I'm not talking about doing wrong and believing it to be right, or even doing
something without realizing it was wrong. I'm talking about _just doing
something_ without consciously knowing _why you did it at all_. The primary
role of the conscious mind is not to make choices, but to rationalize after
the fact the actions undertaken at the (largely amoral) subconscious's
command. Expecting someone to always know why they made a decision is an
_impossibly_ high standard.

The general inability to correctly interpret one's own motivations is
discussed here: <http://en.wikipedia.org/wiki/Introspection_illusion> Note
that this is not a cognitive defect, but the _standard state of affairs_. See
also <http://en.wikipedia.org/wiki/Confabulation> and
<http://en.wikipedia.org/wiki/Anosognosia> for when it goes more wrong than
normal.

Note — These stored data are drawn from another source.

PR #4141, opened 2024-01-08
Allow absent wallet address in WalletPageHeader

dskloetd:
# Motivation

We want to make deep links to wallet pages, render a logged-out version of the wallet page.
When the user is not logged in, there is no wallet address known.
So we need to be able to render the `WalletPageHeader` component without wallet address.

This PR does not change anything user visible because it's not yet possible to see the wallet page while not logged in.

# Changes

Allow not passing a wallet address to the `WalletPageHeader` component. Then don't render the `IdentifierHash` component.

# Tests

1. Merge the existing tests for the wallet address and universe name.
2. Add an extra test where the wallet address is absent.

# Todos

not yet


mstrasinskis (approved):
Thanks!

A few examples:

Implicit Association Tests may be more accurate than conscious introspection
in identifying prejudice.
<http://en.wikipedia.org/wiki/Implicit_Association_Test>

Grandmothers are hard-wired to be biased against some grandchildren vs.
others. <http://news.ycombinator.com/item?id=941739>

More directly relevant to this article, skim some of the posts on social
signalling at <http://www.overcomingbias.com/tag/signaling> and realize that,
while the author uses intentional language of decisions and preferences, most
of what he's talking about are the sort of choices heavily subject to
conscious delusion.

To summarize, accurate knowledge of one's own decision-making process is the
exception, not the rule, and if questioned people are more likely to provide
an ad-hoc rationalization based on inaccurate self-perception than anything
resembling the actual reasons, and believe whole-heartedly that the
rationalization is correct. To summarize the summary, nobody's generally aware
of why they're doing whatever it is they're doing. To summarize the summary of
the summary, being a person is a problem. [0]

[0] With apologies to D. Adams.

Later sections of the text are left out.